HOW TO COMPLETE THIS TASK: In your reply, write out the records exactly, each line intact.

Collected data entries:
══════════
PR #11549, opened 2024-09-19
fix logs filtering for state machine arn

pinzon:


pinzon:
The error is partially fix in our PRO version so I'm closing this PR in favor of one in the correct repo.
══════════
THE ANSWER:
PR #11549, opened 2024-09-19
fix logs filtering for state machine arn

pinzon:


pinzon:
The error is partially fix in our PRO version so I'm closing this PR in favor of one in the correct repo.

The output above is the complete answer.